佑香目送佐助离开的身影,咬着筷子,满脸纠结。
白在她面前用手晃了晃,吸引她回神:“想什么呢?”
“……如果佐助不接受你们,你们会难过吗?”佑香认真问道。
“不会。”坐在对面的君麻吕立刻回复。
白也笑着拍拍她的头:“你想多了,我们并不在意佐助会怎么想,我们来到这里仅仅只是因为你,你是我们的妹妹,我们才是一家人。”
看着佑香还是满脸纠结的模样,白又劝道:“但这并不妨碍你和佐助也是一家人,他不接受也并不会改变什么,只要我们能和平共处,不会让你夹在中间为难就好,不是么?”
君麻吕不善言辞,但他心中所想和白所说的一模一样,闻言便点点头。
佑香心情好转了些。
“的确是我的问题。
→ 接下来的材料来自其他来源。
PR #91, opened 2022-12-13
fix: eth_signTransaction signer verification for Celo

kathaypacific:
Add custom verification for Celo transaction type when using `eth_signTransaction`. The Celo transaction type does not work with the existing validation method `EthTransaction.fromSerializedTx`.

### DIFF
--- a/dapps/react-dapp-v2/src/contexts/JsonRpcContext.tsx
+++ b/dapps/react-dapp-v2/src/contexts/JsonRpcContext.tsx
@@ -253,10 +253,15 @@ export function JsonRpcContextProvider({
           },
         });
 
+        const CELO_ALFAJORES_CHAIN_ID = 44787;
+        const CELO_MAINNET_CHAIN_ID = 42220;
+
         let valid = false;
         const [, reference] = chainId.split(":");
-        if (reference === "44787" || reference === "42220") {
-          // Verify Celo transaction
+        if (
+          reference === CELO_ALFAJORES_CHAIN_ID.toString() ||
+          reference === CELO_MAINNET_CHAIN_ID.toString()
+        ) {
           const [, signer] = recoverTransaction(signedTx);
           valid = signer.toLowerCase() === address.toLowerCase();
         } else {
--- a/dapps/react-dapp-v2/src/contexts/JsonRpcContext.tsx
+++ b/dapps/react-dapp-v2/src/contexts/JsonRpcContext.tsx
@@ -3,6 +3,7 @@ import { createContext, ReactNode, useContext, useState } from "react";
 import * as encoding from "@walletconnect/encoding";
 import { TypedDataField } from "@ethersproject/abstract-signer";
 import { Transaction as EthTransaction } from "@ethereumjs/tx";
+import { recoverTransaction } from "@celo/wallet-base";
 import {
   formatDirectSignDoc,
   stringifySignDocValues,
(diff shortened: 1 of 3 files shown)


dapps/react-dapp-v2/src/contexts/JsonRpcContext.tsx
```diff
@@ -252,9 +253,17 @@ export function JsonRpcContextProvider({
           },
         });
 
-        const valid = EthTransaction.fromSerializedTx(
-          signedTx as any
-        ).verifySignature();
+        let valid = false;
+        const [, reference] = chainId.split(":");
+        if (reference === "44787" || reference === "42220") {
```
bkrem, line 258: I realise the concrete chainIds aren't that simple to cross-reference the way they are specified here in the example dapp, but could we label these so they appear less like magic numbers? E.g.

```typescript
const CELO_ALFAJORES_CHAIN_ID = 44787

if (reference.toString() === CELO_ALFAJORES_CHAIN_ID) ...
```

dapps/react-dapp-v2/src/contexts/JsonRpcContext.tsx
```diff
@@ -252,9 +253,17 @@ export function JsonRpcContextProvider({
...
+          // Verify Celo transaction
+          const [, signer] = recoverTransaction(signedTx);
+          valid = signer.toLowerCase() === address.toLowerCase();
+        } else {
```
bkrem, line 262: When would we hit this `else` case if Celo testnet/mainnet are covered above? Does it even make sense to keep this logic if it doesn't actually work as expected as you indicated?

bkrem:
Thanks for putting in a fix here for Celo! A couple of initial questions, also do you have a specific recommended wallet you were testing this against?

dapps/react-dapp-v2/src/contexts/JsonRpcContext.tsx
kathaypacific: thanks for the suggestion, makes sense! i've updated and created celo variables :)

dapps/react-dapp-v2/src/contexts/JsonRpcContext.tsx
kathaypacific: maybe i misunderstand your question, but i think the `else` statement works for ethereum? i didn't want to touch the existing logic because i don't have the full context, i only noticed it wasn't working on Celo so wanted to fix that :) note that i am using a celo lib to recover the tx, which i'm not sure will work for other chains

kathaypacific:
> Thanks for putting in a fix here for Celo! A couple of initial questions, also do you have a specific recommended wallet you were testing this against?

hey @bkrem thanks for the review! i've made an update if you have time for another look. the wallet i used to test is Valora :)

dapps/react-dapp-v2/src/contexts/JsonRpcContext.tsx
bkrem: Oh yea woops my bad. Should've expanded the diff more, for some reason I thought this was a Celo specific function 🤦 

All good sorry for the confusion!

bkrem:
Thanks for the quick updates! 💯 

I get why it's being done but I'm not super keen on re-specifying specific chainIds inline in one of the functions, but I'll look into that on my side, i.e. how we can create a better way to reference by chainId based on the the constants/mappings we already have.

I will try to test and get this merged by EOD, otherwise first thing tomorrow EU time 👍

bkrem (approved):

PR #96, opened 2022-12-22
fix: dapps metadata

ganchoradkov:
PR to fix the issue where dapps were not providing `metadata` as part of the session proposal.
The problem was due to the dapps missing the appropriate  meta tags in `<head />`

While at it, also bumped the `@walletconnect` packages to latest & replaced the `QRModal` with `Web3Modal`


bkrem (approved):
Thanks for fixing + the modal upgrades 💯 

Tbh us doing this via manually calling `getAppMetadata()` [here](https://github.com/WalletConnect/web-examples/blob/main/dapps/react-dapp-v2/src/contexts/ClientContext.tsx#L258) and only then defaulting to the defaults was probably overkill but nice to have it properly configured via HTML metadata now 💪

ganchoradkov:
> Thanks for fixing + the modal upgrades 100
> 
> Tbh us doing this via manually calling `getAppMetadata()` [here](https://github.com/WalletConnect/web-examples/blob/main/dapps/react-dapp-v2/src/contexts/ClientContext.tsx#L258) and only then defaulting to the defaults was probably overkill but nice to have it properly configured via HTML metadata now muscle

@bkrem I digged into `getAppMetadata()` and even if it doesn't find anything still returns empty object so the fallback is kinda useless
```
    {
      name: "",
      description: "",
      url: "",
      icons: [""],
    } 
```

bkrem:
> even if it doesn't find anything still returns empty object

PR #102, opened 2023-01-11
feat: cosmos example dapp

ganchoradkov:
Updated the `cosmos` example dapp to use latest `@walletconnect`. 
Also added:
- universal-provider
- web3modal
- nextjs

Pending

- `universal-provider` release to replace canary


bkrem (approved):
A much needed revival of this example, thank you 💯

Issue #1598, opened 2018-10-20
Report text tag errors more properly.


renpytom:
At  least to the level of the  tag in question,.

fblampe:
Hi, I'd be interested to work on this, but I'm not quite sure what you're referring to.

The messages seem already quite detailed to me (see below). The file and line number as well as the problematic tag are all given, so I'm not sure what could be added..?

```
While running game code:
  File "game/script.rpy", line 21, in script
    "Professor {cps/=2}Eileen's{/cps} lectures are usually interesting, but today I just couldn't concentrate on it."
Exception: Unknown text tag u'cps/=2'
```

PR #1601, opened 2018-10-23
Raise exception if tag value is empty

ShehriyarQureshi:
Concerning #1598 

Using empty value for tag caused the game to exit displaying
Python's exception.

e.g. {size=} resulted in IndexError.

Added a check to see if value isn't empty. If so, give a general
exception telling the user to see if they supplied appropriate
value.

I don't know if all the tags checked below this addition require a value. I appreciate modifications to it.

### DIFF
--- a/renpy/text/text.py
+++ b/renpy/text/text.py
@@ -875,212 +875,218 @@ class Layout(object):
 
         for type, text in tokens:  # @ReservedAssignment
 
-            if type == PARAGRAPH:
+            try:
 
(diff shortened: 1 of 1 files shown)


renpytom:
Rejected. There are plenty of text tags that take empty values ({i}, for example.)

ShehriyarQureshi:
My bad. Should've thoroughly looked all of them. I'll correct it.

PR #1602, opened 2018-10-24
Add checks for tags that require value

ShehriyarQureshi:
Some tags that require value, when supplied none, raise python's
exceptions which might be hard to interpret.

Added simple checks to those tags to see if the supplied value is
empty. Raises exception that is easier to read than the ones
Python raises.

To a person who doesn't know programming, working on a large project might get them confused if they leave a tag empty and see Python's exceptions which might make this simple problem hard to understand.

It's for #1598

### DIFF
--- a/renpy/text/text.py
+++ b/renpy/text/text.py
@@ -924,10 +924,18 @@ class Layout(object):
                     line = [ ]
 
                 elif tag == "space":
+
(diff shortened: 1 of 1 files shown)


renpytom:
Merged, thanks.

PR #1611, opened 2018-10-29
Add missing history_allow_tags set to tutorial and The question.

KosMos-pv:
This will fix crash when trying to open history in these two example projects.


renpytom:
Thank you, even if I have some egg on my face for this.

PR #1616, opened 2018-11-02
Add first test using pytest

ShehriyarQureshi:
The test checks a small function in main.py called
path_to_renpy_base. It is not a perfect test but I guess it's
better than having none.


ShehriyarQureshi:
This test needs to be improved. There are functions that check for folders inside the renpy directory. We should see if we can get the test to mimic as if renpy is being run.

ShehriyarQureshi:
It's still wrong. I'll work on it when I get home.

ShehriyarQureshi:
Does this look good for a start?

tests/test_main.py
```diff
@@ -0,0 +1,31 @@
...
+class TestRenpyPath:
+    def test_renpy_path_to_renpy_base(self):
+
+        # We're just doing what the function does and comparing the values.
+        # This test should fail if the function is changed and returns
+        # something else.
+
+        # we change sys.argv to mimimc as if renpy is being run
+        sys.argv.pop(1)
+        sys.argv[0] = 'renpy.py'
```
jsfehler: Modifying sys.argv doesn't seem relevant here. If you modify sys.argv[0] to equal what you want, then you're not actually testing that main.path_to_renpy_base equals the result of sys.argv[0]. You're only testing that main.path_to_renpy_base equals what you think it should be.

tests/test_main.py
```diff
@@ -0,0 +1,31 @@
...
+
+        renpy_base = main.path_to_renpy_base()
+
+        # we use sys.path[0] as it is the expected result of function
+        assert renpy_base == sys.path[0]
+
+    def test_path_to_common(self):
+        assert main.path_to_common(sys.path[0]) == "{}/renpy/common".format(
```
jsfehler: You should use yoda conditions in this case.

`assert immutable == mutable` is safer than `assert mutable == immutable`, because it prevents typos along the lines of
`assert mutable = immutable`

jsfehler:
I don't know what the  "tags" file is for, but it clearly doesn't belong in this PR.

tests/test_main.py
jsfehler: Is this test relying on the previous testing having changed sys.path[0]? If so:
- Tests must be able to run in isolation.
- Like the previous test, it's using a modified sys.argv for no benefit.

tests/test_main.py
```diff
@@ -0,0 +1,31 @@
...
+
+# add renpy directory to path else main module isn't found
+current_directory = os.getcwd()
+sys.path.insert(0, current_directory)
+
+# thou shalt not move this artifact unless thou can without errors
+import main
+
+
+class TestRenpyPath:
```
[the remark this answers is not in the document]
ShehriyarQureshi: I think I followed this style from python3. pytest needed a class in version 3 if I'm not wrong. I'll remove the class and just use functions.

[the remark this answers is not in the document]
jsfehler: pytest doesn't need classes in any version.

Using classes is a holdover from the unittest style of writing setup/teardown methods. This is largely unnecessary in pytest due to the fixture system.

tests/test_main.py
ShehriyarQureshi: I don't think I get you. The second function is using `sys.path[0]`, not `sys.argv`. Is there a relation b/w `sys.argv` and `sys.path[0]` because `sys.path[0]` returns path to directory where the interpreter was called, while `sys.argv` is a list of command line arguments.

Upon testing `sys.path[0]` I realized the pytest command needs to be run in the renpy folder and not anywhere else because then `import main` throws `ImportError: no module named main` exception.

jsfehler: I might have blinked and seen argv instead of path by mistake. I'll give this another look in a bit.

tests/test_main.py
ShehriyarQureshi: There are two things.

- We can leave `sys.argv` and check what the function does, which should be something similar i.e. it should give us a path to (folder where pytest executable is, in my case) but there is a problem with this approach:

    - There are functions that check for other folders inside of `renpy_base`. Creating tests for those functions will fail as we wouldn't be looking into the renpy directory.

The logical thing to do here in my opinion is to replicate normal renpy execution. That way other functions should work as intended and can be tested properly.

What I did here is not the best but it should do the trick for now. `sys.argv[0]` is replicating that `renpy.py` is being called from renpy directory.

There should be a better way to do this.

tests/test_main.py
ShehriyarQureshi: Reversed parts of assert statement.

tests/test_main.py
ShehriyarQureshi: The other functions aren't really **checking** if the folders were inside renpy directory. They are just appending the folders string to the path where script resides.

i.e. running renpy from renpy directory we get
`sys.argv = ['renpy.py']`
suppose path to `renpy.py` is `a/b/c/renpy.py`
the function returns path where script is placed, so it returns `a/b/c`

I updated the implementation to use whatever sys.argv we get (_which will be path to pytest_). This way:

`sys.argv[0] = 'x/y/z/pytest`
so the function should return `'x/y/z'`. We use `os.path.dirname` to get this path and use it
as our known output value.

This way we can just append the folders to `'x/y/z'.

i.e. `path_to_common` when supplied above path should return `'x/y/z/renpy/common'` and we can just append `/renpy/common` to above path and it will serve as our known output value. The test is going to fail if the function is changed in a way that it returns a different value.

tests/test_main.py
ShehriyarQureshi: Removed the use of sys.path[0] as it is not constant.

ShehriyarQureshi:
@renpytom what's your input on this?

renpytom:
I'd like to see tests of non-trivial functions before committing to merging a testing framework. Right now, this just seems like something super-trivial. I'd like to know how something like, for example, renpy.exports.display_menu could be tested.

ShehriyarQureshi:
Alright. I'll see what I can do about it.

ShehriyarQureshi:
I'll create a new pull request if I can get tests for `renpy.exports.display_menu` or similar functions working.

PR #1621, opened 2018-11-04
Add min argument to FilePagePrevious

jsfehler:
Adds a min argument to FilePagePrevious. This is to support scenarios where Auto and Quick Save are enabled, but the UI wants to organize them separately from manual saves.


renpytom:
I like the idea of it, but I think the min argument isn't the way to do it. I replaced it with a pair of flags, one for auto and one for quick, and added them to FilePageNext as well.

Thanks for the PR.

PR #1625, opened 2018-11-07
Fixes to French translation

Beuc:
I couldn't find the central point for the translations though. These strings also appear in "Tutorial" and to some extent in "Launcher". Should I replicate the changes there as well?

### DIFF
--- a/the_question/game/tl/french/screens.rpy
+++ b/the_question/game/tl/french/screens.rpy
@@ -187,7 +187,7 @@ translate french strings:
 
     # screens.rpy:782
     old "Rollback Side"
-    new "Rollback"
+    new "Rembobinage côté"
 
     # screens.rpy:783
     #old "Disable"
@@ -215,7 +215,7 @@ translate french strings:
 
     # screens.rpy:800
     old "Language"
-    new "Langage"
+    new "Langue"
 
     # screens.rpy:815
     old "Text Speed"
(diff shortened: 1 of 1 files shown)


renpytom:
Merged. Yes, the changes have to be replicated 3 times.

Alexandre-T:
Le mot rembobinage est un bien meilleur choix que ce que j'avais proposé. Je pense que tu peux le répliquer. Je pense préférable d'utiliser des mots-clés comme : Sens, Rembobinage et Avance rapide. L'analogie avec les lecteurs vidéo est excellente. En revanche, «Rembobinage côté» n'est pas français. «Rembobinage» suffirait. À la rigueur «Sens du rembobinage». Dans tous les cas, c'est un meilleur choix que "Rollback"

The "Rembobinage" word is a better word than "Rollback". Some word like "Sens, Rembobinage, Avance rapide" could be used. But, "Rembobinage côté" isn't french. "Remboninage" is enough. "Sens du rembobinage" could be accepted. But "Rembobinage" is still a better choice than "Rollback".

Beuc:
Hi Alexandre and thanks for your input,

"Sens" (way/direction) wouldn't be accurate because we're talking about which side ("côté") of the screen becomes active to perform a rollback - useful on mobile devices with no mousewheel.
In both cases this is a rollback, not a fast-forward (no "avance rapide").

"Rembobinage côté" is a compromise between accuracy and space constraints. It's used in the preferences screen that shows this block:
```
Rembobinage côté:
- Désactivé
- Gauche
- Droit
```

The full sentence (prompt + chosen value) becomes e.g. "Rembobinage coté droit" which is French.
This is not perfect but this manages to convey that "side" part, which is important to understand what this option is about.
What do you think?

renpytom:
Please make sure I find out (probably via a new Pull Request) if this needs to be changed.

Beuc:
Sure.
If there's no objection I'll replicate the patch for tutorial/launcher in a new pull request this week-end.

Alexandre-T:
Your solution seems to be the best one.

Beuc:
Done, see #1630 :)

PR #1631, opened 2018-11-10
emscripten: signal when data is written (so it persists)

Beuc:
The virtual filesystem is transient until an asynchronous sync message is signaled.
This patch does it when the user saves their game.

### DIFF
--- a/renpy/savelocation.py
+++ b/renpy/savelocation.py
@@ -36,6 +36,9 @@ import threading
 from renpy.loadsave import clear_slot, safe_rename
 import shutil
 
+if renpy.emscripten:
+    import emscripten
+
 disk_lock = threading.RLock()
 
 # A suffix used to disambguate temporary files being written by multiple
@@ -147,6 +150,9 @@ class FileLocation(object):
 
         with disk_lock:
             record.write_file(filename)
+
+        if renpy.emscripten:
+            emscripten.syncfs()
 
         self.scan()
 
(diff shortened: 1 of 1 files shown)


renpytom:
I'm holding off until 7.1.2 is out to merge this. 

That being said, I'm wondering if it might make sense to deal with this at some sort of lower level - like through a patch to Python. It just feels really wrong to annotate Ren'Py with code that just brings things into compliance with the way Python is documented to work, you know? 

Can you call the emscripten stuff from C? It should be easy to check to see if a Python file object is read-write, and call if from there.

Beuc:
Hi,

This is necessary to synchronize the `~/.renpy/` mount point only. The root filesystem is in transient.
Reference for that function is at https://kripken.github.io/emscripten-site/docs/api_reference/Filesystem-API.html
It would not make sense to call syncfs e.g. everytime a line is written to log.txt.
Also architecturally, doing syncs purely at the Python level means we can miss syncs in C modules.

The `emscripten` module is my C wrapper:
https://www.beuc.net/python-emscripten/python/artifact/a308c76692f5c513
https://github.com/python-emscripten/python/blob/trunk/emscripten.pyx
so everything is called from C.

renpytom:
I rewrote this in 372216e, to route all of this through a single method.

Beuc:
I had made a few changes since then to avoid doing many syncs during autosave (which does around 10 renames in a row) - i.e. no sync on rename, and sync at the end of autosave_thread.
This doesn't fit defining sync in FileLocation; I'll probably write another patch unless you want to proceed differently.

PR #1639, opened 2018-11-15
Explicitely close audio on quit

Beuc:
With Emscripten, this tells the browser to stop calling the audio callback.

PR #1653, opened 2018-11-25
Explicitely close audio on quit

Beuc:
With Emscripten, this tells the browser to stop calling the audio callback.
(resubmission of #1639 since it was reverted and since #1642 fixed the issue)


renpytom:
And merged again. Thanks.

PR #1655, opened 2018-11-26
When providing a custom function to the transform, make it sure that …

Meithal:
…the default function is not called.

That allows us to keep the same instance of a Transform during the lifetime of a CDD.


Meithal:
If you want to write the example user defined displayable like that 

```renpy
init python:

    import math

    class Appearing(renpy.Displayable):

        def __init__(self, child, opaque_distance, transparent_distance, **kwargs):

            super(Appearing, self).__init__(**kwargs)

            self.child = renpy.displayable(child)

            self.opaque_distance = opaque_distance
            self.transparent_distance = transparent_distance

            self.alpha = 0.0

            self.width = 0
            self.height = 0

            self.tr = Transform(child=self.child, alpha=self.alpha, function=self.control)

        def control(self, tr, st, at):
            tr.alpha = self.alpha

            child_render = renpy.render(self.tr, width, height, st, at)

            self.width, self.height = child_render.get_size()

            render = renpy.Render(self.width, self.height)

            render.blit(child_render, (0, 0))

            return render

        def event(self, ev, x, y, st):

            distance = math.hypot(x - (self.width / 2), y - (self.height / 2))

            if distance <= self.opaque_distance:
                alpha = 1.0
            elif distance >= self.transparent_distance:
                alpha = 0.0
            else:
                alpha = 1.0 - 1.0 * (distance - self.opaque_distance) / (self.transparent_distance - self.opaque_distance)

            if alpha != self.alpha:
                self.alpha = alpha
                renpy.redraw(self, 0)

            return self.child.event(ev, x, y, st)

        def visit(self):
            return [ self.child ]
```

It is currently not possible because the default function will be called after our own function is, thus we have to reinstantiate a new transform at every render pass, that pr makes the code above possible, maybe it can be done better because the default function seems to do more that just clamp the transform to its initial values so maybe that will break things,

renpytom:
I'm going to close this, per above. I don't think that having the ability to set the a property in both the default and the function is something we want, and I can't see a downside apart from that.

PR #1695, opened 2019-01-22
shortcut for change_language

pionere:
change_language is called often even if there was no real language change -> better to shortcut it as early as possible
also block_rollback was never called due to the setting of old_language earlier


renpytom:
Merged, finally. Thanks.

PR #1711, opened 2019-02-09
Option to set fadein for main menu music.

KosMos-pv:
Also added this option to template for new projects and edited documentation. I think it need to be edited as my English is not good enough.

### DIFF
--- a/gui/game/options.rpy
+++ b/gui/game/options.rpy
@@ -67,6 +67,12 @@ define config.has_voice = True
 # define config.main_menu_music = "main-menu-theme.ogg"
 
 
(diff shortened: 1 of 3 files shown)


KosMos-pv:
Looks like I really hurried with the creation of this pull request. I tried to add fadein for music in the main menu, but I got an error when I used the method suggested on the forum. But, as it turned out, I was just inattentive and could not understand the reason for my mistake. In the end, I decided to modify the engine files and created a new option to customize the game. If you think that adding this setting is optional, you can reject my pull request. Sorry for disturbing.

KosMos-pv:
Well, it was a very stupid idea to push this. Closing this request...

Issue #1761, opened 2019-03-07
Unexpected temporary attribute transition behaviour


mal:
Using `with dissolve` on a say line with a temporary attribute only affects the initial change, not the restoration. Conversely using `with dissolve` alone on a line following a say line with a temporary attribute only affects the restorative change.

In addition to this being strange, it also differs from behaviour of normal say lines which are un-impacted by `with dissolve` statements on separate lines.

```renpy
image r = Solid('f773', xysize=(320, 240))
image b = Solid('7ff3', xysize=(320, 240))
image y = Solid('ff73', xysize=(320, 240))

define foo = Character('Foo', image='square')

layeredimage square:
  group colour:
    attribute red default "r"
    attribute blue "b"
    attribute yellow "y"


label main_menu:
    $ _confirm_quit = False
    return


label start:
    scene expression '#111'
    show square at truecenter
    foo "start as red"
    foo @ blue "dissolve temporarily into blue" with dissolve
    foo "restore red (should dissolve back, but doesn't)"
    foo @ yellow "dissolve temporarily into yellow" with dissolve
    with dissolve
    foo "restore red (this time it {b}did{/b} dissolve back)"
    foo @ blue "temporarily switch to blue without dissolve"
    with dissolve
    foo "restore red (with dissolve once again)"

    foo yellow "this will dissolve to yellow" with dissolve
    with dissolve # this will act as a weird delay
    foo blue "this won't dissolve to blue"
    with dissolve # this will act as a weird delay

    "end"
    return
```

renpytom:
I don't believe there's a problem here. The ``with`` clause for a say statement isn't meant as a shorthand for setting config.say_attribute_transition, which it kind of looks like you might think it is. Instead, it's shorthand for 

```
$ renpy.transition(dissolve)
"Say statement."
```

And as far as I can tell, it's doing that job flawlessly. Right now, there isn't syntax for setting a say_attribute_transition on a say statement basis, though say arguments and an appropriate function could work together to make this work. (A dedicated callback would be cleaner, though - I'd be happy to add that if you want.) 

I don't see this as a bug, however.

mal:
Ah, OK that makes sense. The confusion came from seeing the transition apply when images were changing as a result of temporary attributes being added, but not they were changing due to them being reset.

[...]

PR #1774, opened 2019-03-17
Extend say_attribute_transition_callback with canonical tag list

mal:
Follows from discussion and concept in https://github.com/renpy/renpy/issues/1761#issuecomment-473678693

This provides context to the callback about the incoming image it's affecting with the transition. This can be used in isolation, or with the current state to intelligently utilise a transition based upon the tags/attributes of the image being displayed.

---

For example, this would allow transitions to be selected based on which attributes are/will be changing:

```renpy
init python hide:
    dissolve_attrs = {'running', 'walking', 'jumping', 'skipping'}

    def example(tag, attrs, mode):
        current_attrs = _set(renpy.get_attributes(tag))
        future_attrs = _set(attrs)
        future_attrs.remove(tag)
        # calc attrs that are actually changing, not just those passed
        changed_attrs = current_attrs ^ future_attrs 
        if dissolve_attrs & changed_attrs:
            return dissolve, config.say_attribute_transition_layer
        return config.say_attribute_transition, config.say_attribute_transition_layer

    config.say_attribute_transition_callback = example
```

### DIFF
--- a/renpy/character.py
+++ b/renpy/character.py
@@ -896,7 +896,7 @@ class ADVCharacter(object):
                 images.predict_show(new_image)
 
             else:
-                trans, layer = renpy.config.say_attribute_transition_callback(self.image_tag, mode)
+                trans, layer = renpy.config.say_attribute_transition_callback(self.image_tag, new_image, mode)
 
                 if not skip_trans:
                     if (trans is not None) and (layer is not None):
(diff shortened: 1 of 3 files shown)


mal:
@renpytom any thoughts or feedback on this?

renpytom:
Ah, shoot - missed this one for 7.2.2. It'll go into the next release, in some form.

renpytom:
Just merged it, and then added some compatibility for existing games.

mal:
Sweet! Thanks Tom! 🎉

PR #3387, opened 2022-04-05
Sphinx-directory-traversal

geomat0101:
This fixes sphinx in-game project I/O issues related to relative paths when renpy.py is launched from its base directory instead of from within the sphinx subdirectory.  Older file I/O patterns (open/close) have been updated to their newer forms (with open() as)


geomat0101:
sorry this got tangled up with PR #3386

PR #3390, opened 2022-04-05
ignore MTLc3m if present

geomat0101:


renpytom:
What's the purpose of this? MTL3cm shouldn't be used anymore.

geomat0101:
https://github.com/renpy/renpy/blob/master/testcases/game/script.rpy#:~:text=JAPANESE%20%3D%20%22../../launcher/game/fonts/MTLc3m.ttf%22

sorry if this is irrelevant / extra / not particularly useful, I've just been going through the basics in an effort to get better acquainted with the project and submitting a couple things as i come across them

renpytom:
Ah, gotcha. I think the problem is really that some older projects use MTLc3m, when the main stuff has changed fonts. So it probably makes sense to change that to uses of SourceHanSans.

geomat0101:
right.  will fix and resubmit, thanks

PR #3397, opened 2022-04-08
Document #2462

Gouvernathor:
document #2462

### DIFF
--- a/sphinx/source/atl.rst
+++ b/sphinx/source/atl.rst
@@ -993,9 +993,12 @@ both horizontal and vertical positions.
    :type: None or string
    :default: None
 
-   If not None, causes the displayable to be sized according to the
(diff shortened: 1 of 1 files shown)


mal:
This behaviour is incidental, not explicit, as it relies on the behaviour of other properties. How things act in the absence of the `fit` setting isn't a property of fit, but rather of whatever other properties are defined. The "if not None" caveat is already used several times in docs to allow for this sort of thing.

mal:
Perhaps something like?
```
   If not None, the displayable will be sized according to the
   table below. If neither ``xsize`` nor ``ysize`` are set, they
   will take their values from containing area.

   In this context "dimensions" refers to one or more of ``xsize``
   and ``ysize`` when they are not None.
```

PR #3419, opened 2022-04-16
Update 00console.rpy

ji123345:
config.console=True


renpytom:
I don't think this is a correct default.

Issue #3342, opened 2022-03-20
Open files in a lazy manner.


renpytom:
Most files that Ren'Py opens aren't actually used by Ren'Py. In many cases, Ren'Py opens a file, only to pass it to SDL2, which reads the filename and re-opens that file as an SDL_RWops. 

What makes sense is to create a LazyFile object, that doesn't actually open the file until the first read. In the usual case that this is just being used to create an RWops, that open doesn't need to happen at all, and so won't hit the disk.

PR #3423, opened 2022-04-18
loader: use RWops object from pygame_sdl2

uyjulian:
Depends on https://github.com/renpy/pygame_sdl2/pull/135  
A possible solution to https://github.com/renpy/renpy/issues/3342

### DIFF
--- a/renpy/loader.py
+++ b/renpy/loader.py
@@ -34,6 +34,8 @@ import re
 import io
 import unicodedata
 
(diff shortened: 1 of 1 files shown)


renpytom:
At least in theory, I like the idea of this. I'll want to look into it more, though, and I think it's an intrusive change, so this should probably wait for early in the 7.6/8.1 cycle.

renpytom:
Merged, thank you.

”她承认错误:“我的思维停留在……如果佐助不接纳你们,你们就没办法和平共处,但从刚刚来看,好像你们也可以和平共处?就像室友那样?”
白宽慰道:“是。你也可以这么想。”
佑香老老实实的吃完饭,和君麻吕一起帮着白收拾厨房,之后又去家里的浴池泡了个澡,这才舒舒服服的往房间走。
她的房间就在佐助的旁边,从佐助门前经过时,佑香发现早就回到房间并且再也没出来过的佐助,房间灯还没有灭。
“佐助哥?”佑香喊道:“还没有睡觉么?”
里面悄无声息,人好像已经睡着了一般。
佑香悄咪咪的拉开门——小的时候她就经常这样偷进佐助房间,早就成习惯了。
外屋没有人,书桌前也没有人,但书桌上摆着两条染了血的绷带,看来佐助已经处理过自己的伤口了。
佑香这才想起来,佐助是受过伤的,但当时两人正忙着说她的事情,再加上回来后乱七八糟一堆事情,她才想起来这件事情!
她猛地一拍脑门,赶紧往里屋走,一眼就看到半躺在床上,上身赤裸,腰腹上缠着渗血的绷带,小脸紧皱昏迷不醒的佐助。
“白!!!”她慌忙大喊:“你快来!!!”
白和君麻吕的房间就在佑香的隔壁,两人来的速度飞快,几乎同一时间来到门口。
一看到床上佐助的情况,白的眉头瞬间拧起,走上前去将昏迷中的人扶起,而佑香已经从慌乱中反应过来,帮着白一起将佐助安置好。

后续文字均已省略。